• **REQUIRED WORK**
Where does the string "answering" occur in the entries below? Copy every line where it does.

━━ DATA IN THIS EXERCISE

PR #14991, opened 2022-09-16
fix(types): missing type for oracle dialect in v6

fzn0x:
The same as https://github.com/sequelize/sequelize/pull/14137

This is causing casting with any, just notice it when try the oracle DB.

Closes none but this is to prevent the future issues

### DIFF
--- a/src/sequelize.d.ts
+++ b/src/sequelize.d.ts
@@ -169,7 +169,7 @@ export interface Config {
   };
 }
 
-export type Dialect = 'mysql' | 'postgres' | 'sqlite' | 'mariadb' | 'mssql' | 'db2' | 'snowflake';
+export type Dialect = 'mysql' | 'postgres' | 'sqlite' | 'mariadb' | 'mssql' | 'db2' | 'snowflake' | 'oracle';
 
 export interface RetryOptions {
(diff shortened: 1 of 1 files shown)


fzn0x:
This changes target v6 only since Oracle DB dialect was only in v6 branch.

fzn0x:
This changes targets v6 only since Oracle DB dialect was only in v6 branch.

sdepold (approved):

sdepold:
👍

sdepold:
Please don't merge before answering this: Will the commit message cause a patch or a minor version bump?

fzn0x:
> Please don't merge before answering this: Will the commit message cause a patch or a minor version bump? We should aim for the patch

I'm agree with the patch option 👍

sdepold:
I think you need to change your commit message to fix instead of feat for that

fzn0x:
> I think you need to change your commit message to fix instead of feat for that

Changed, is there anything required for the patch?

sdepold:
Can you rename the commit message too?

fzn0x:
> Can you rename the commit message too?

Looks like the branch does not allow rebase, maybe I will create another PR.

━━━━

• **ANSWER SPACE**
Please don't merge before answering this: Will the commit message cause a patch or a minor version bump?
> Please don't merge before answering this: Will the commit message cause a patch or a minor version bump? We should aim for the patch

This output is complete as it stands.